╭──

PR #320, opened 2018-06-28
MH-12975, Inconsistent access control handling

lkiesow:
Opencast's authorization service has two different methods of evaluating
XACML (access control) attachments with should work similarly but do
work differently resulting in an unwanted denial of access in some cases.

In the end, both paths should work the same way and could even share most
of the code making the whole process less confusing and easier to
understand.

*This contains and extends pull request #318 and addresses [this post on list](https://groups.google.com/a/opencast.org/forum/#!topic/dev/CqGR1K3LNXE)*

*Work sponsored by SWITCH*


gregorydlogan:
Merge conflict here @lkiesow

PR #322, opened 2018-07-03
MH-12977 Fix data placeholders in edit scheduled events

staubesv:
Before:

bug

After:

bug_fixed

Note that fixing this for the series select would require to adjust the generic metadata edit fields which is by intention not done in this PR as that field is used in many places.


staubesv:
@CGreweling As you did the review for #231, would you mind take this related review, too?

PR #325, opened 2018-07-04
MH-12979, Automatically test ddl scripts

lkiesow:
Make Travis CI automatically test the DDL scripts to ensure they work
with both MariaDB and MySQL and continue to do so.

Note that for now, this does not test the upgrade scripts.


gregorydlogan:
Oh, now that's a good idea!  Do you want to add the upgrade scripts to this PR, or file a second?

lkiesow:
@gregorydlogan I'll file a second one. This already works. Otherwise, what would have been the point in filing this pull request ;-)

PR #327, opened 2018-07-04
[MH-12930] Fill creator metadata field with actual user when new event

jchssystems:
When I create a new event, I would like to save the user, who has created it.
- This user must be the one, who is logged in, in the new event wizard.
- And the user who has created the event in the details window.
- The publisher dublincore metadata is used.
- The field is persistent.

### DIFF
--- a/etc/org.opencastproject.ui.metadata.CatalogUIAdapterFactory-episode-common.cfg
+++ b/etc/org.opencastproject.ui.metadata.CatalogUIAdapterFactory-episode-common.cfg
@@ -31,7 +31,7 @@ property.uid.label=EVENTS.EVENTS.DETAILS.METADATA.ID
 property.uid.type=text
 property.uid.readOnly=true
 property.uid.required=false
-property.uid.order=16
+property.uid.order=17
 
 # Presenters
 property.presenters.inputID=creator
@@ -144,3 +144,22 @@ property.license.readOnly=false
 property.license.required=false
 property.license.listprovider=LICENSES
 property.license.order=5
+
+# Publisher
+# By default, the publisher is the logged in user in the creation event
+# and it is read only.
+# You can set up a list provider, changing the properties:
+#   property.publisher.readOnly=false
+#   property.publisher.listprovider=YOUR_LIST_PROVIDER
+# If you want to use the events publishers as list provider, you must
+# set up the provider in this way:
+#   property.publisher.listprovider=EVENTS.PUBLISHER
+# If you use a list provider, the property will have the users of the list plus
+# the logged in user in the event creation wizard and the users of the list
+# in the edit properties.
+property.publisher.inputID=publisher
+property.publisher.label=EVENTS.EVENTS.DETAILS.METADATA.PUBLISHER
+property.publisher.type=text
+property.publisher.readOnly=true
+property.publisher.required=true
+property.publisher.order=16
--- a/modules/admin-ui/src/main/java/org/opencastproject/adminui/endpoint/AbstractEventEndpoint.java
+++ b/modules/admin-ui/src/main/java/org/opencastproject/adminui/endpoint/AbstractEventEndpoint.java
@@ -105,6 +105,7 @@ import org.opencastproject.mediapackage.track.VideoStreamImpl;
 import org.opencastproject.metadata.dublincore.DublinCore;
 import org.opencastproject.metadata.dublincore.EventCatalogUIAdapter;
 import org.opencastproject.metadata.dublincore.MetadataCollection;
+import org.opencastproject.metadata.dublincore.MetadataField;
 import org.opencastproject.rest.BulkOperationResult;
 import org.opencastproject.rest.RestConstants;
 import org.opencastproject.scheduler.api.Recording;
@@ -2018,6 +2019,18 @@ public abstract class AbstractEventEndpoint {
         collection.removeField(collection.getOutputFields().get("startTime"));
       if (collection.getOutputFields().containsKey("location"))
         collection.removeField(collection.getOutputFields().get("location"));
+      if (collection.getOutputFields().containsKey(DublinCore.PROPERTY_PUBLISHER.getLocalName())) {
+        MetadataField<String> publisher = (MetadataField<String>) collection.getOutputFields().get(DublinCore.PROPERTY_PUBLISHER.getLocalName());
+        Map<String, String> users = new HashMap<String, String>();
+        if (!publisher.getCollection().isNone()) {
+          users = publisher.getCollection().get();
+        }
+        String loggedInUser = getSecurityService().getUser().getName();
+        if (!users.containsKey(loggedInUser)) {
+          users.put(loggedInUser, loggedInUser);
+        }
+        publisher.setValue(loggedInUser);
+      }
       metadataList.add(getIndexService().getCommonEventCatalogUIAdapter(), collection);
     }
     return okJson(metadataList.toJSON());
@@ -2252,6 +2265,8 @@ public abstract class AbstractEventEndpoint {
         query.withOptedOut(Boolean.parseBoolean(filters.get(name)));
       if (EventListQuery.FILTER_REVIEW_STATUS_NAME.equals(name))
         query.withReviewStatus(filters.get(name));
+      if (EventListQuery.FILTER_PUBLISHER_NAME.equals(name))
+        query.withPublisher(filters.get(name));
       if (EventListQuery.FILTER_COMMENTS_NAME.equals(name)) {
         switch (Comments.valueOf(filters.get(name))) {
           case NONE:
--- a/modules/index-service/src/main/java/org/opencastproject/index/service/impl/index/event/EventUtils.java
+++ b/modules/index-service/src/main/java/org/opencastproject/index/service/impl/index/event/EventUtils.java
@@ -202,6 +202,14 @@ public final class EventUtils {
       metadata.addField(newUID);
     }
 
+    if (metadata.getOutputFields().containsKey(DublinCore.PROPERTY_PUBLISHER.getLocalName())) {
+      MetadataField<?> publisher = metadata.getOutputFields().get(DublinCore.PROPERTY_PUBLISHER.getLocalName());
+      metadata.removeField(publisher);
+      MetadataField<String> newPublisher = MetadataUtils.copyMetadataField(publisher);
+      newPublisher.setValue(event.getPublisher());
+      metadata.addField(newPublisher);
+    }
+
     return metadata;
   }
 
--- a/etc/index/adminui/event-mapping.json
+++ b/etc/index/adminui/event-mapping.json
@@ -51,6 +51,8 @@
 
             "creator": { "type" : "string", "index" : "not_analyzed", "store" : "no" },
 
+            "publisher": { "type" : "string", "index" : "not_analyzed", "store" : "no" },
+
             "license": { "type" : "string", "index" : "not_analyzed", "store" : "no" },
 
             "rights": { "type" : "string", "index" : "not_analyzed", "store" : "no" },
--- a/etc/index/externalapi/event-mapping.json
+++ b/etc/index/externalapi/event-mapping.json
@@ -51,6 +51,8 @@
 
             "creator": { "type" : "string", "index" : "not_analyzed", "store" : "no" },
 
+            "publisher": { "type" : "string", "index" : "not_analyzed", "store" : "no" },
+
             "license": { "type" : "string", "index" : "not_analyzed", "store" : "no" },
 
             "rights": { "type" : "string", "index" : "not_analyzed", "store" : "no" },
--- a/modules/admin-ui/src/main/java/org/opencastproject/adminui/impl/index/AdminUISearchIndex.java
+++ b/modules/admin-ui/src/main/java/org/opencastproject/adminui/impl/index/AdminUISearchIndex.java
@@ -154,4 +154,14 @@ public class AdminUISearchIndex extends AbstractSearchIndex implements EventInde
     return getTermsForField(ThemeIndexSchema.NAME, Option.some(new String[] { Theme.DOCUMENT_TYPE }));
   }
 
+  /**
+   * Returns all the known events' publishers
+   *
+   * @return a list of events' publishers
+   */
+  @Override
+  public List<String> getEventPublishers() {
+    return getTermsForField(EventIndexSchema.PUBLISHER, Option.some(new String[] { Event.DOCUMENT_TYPE }));
+  }
+
 }
--- a/modules/admin-ui/src/main/resources/public/org/opencastproject/adminui/languages/lang-en_US.json
+++ b/modules/admin-ui/src/main/resources/public/org/opencastproject/adminui/languages/lang-en_US.json
@@ -833,6 +833,7 @@
            "SOURCE":         "Source",
            "CREATED":        "Created",
            "CREATED_BY":     "Created by",
+           "PUBLISHER":      "Publisher",
            "LICENSE":        "License",
            "CONTRIBUTORS":   "Contributor(s)",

╰──

What is being asked: Would you print exactly and only the lines of the material above that run from the line with "Note that for" through the line with "When I create", both included?

Reply:
Note that for now, this does not test the upgrade scripts.


gregorydlogan:
Oh, now that's a good idea!  Do you want to add the upgrade scripts to this PR, or file a second?

lkiesow:
@gregorydlogan I'll file a second one. This already works. Otherwise, what would have been the point in filing this pull request ;-)

PR #327, opened 2018-07-04
[MH-12930] Fill creator metadata field with actual user when new event

jchssystems:
When I create a new event, I would like to save the user, who has created it.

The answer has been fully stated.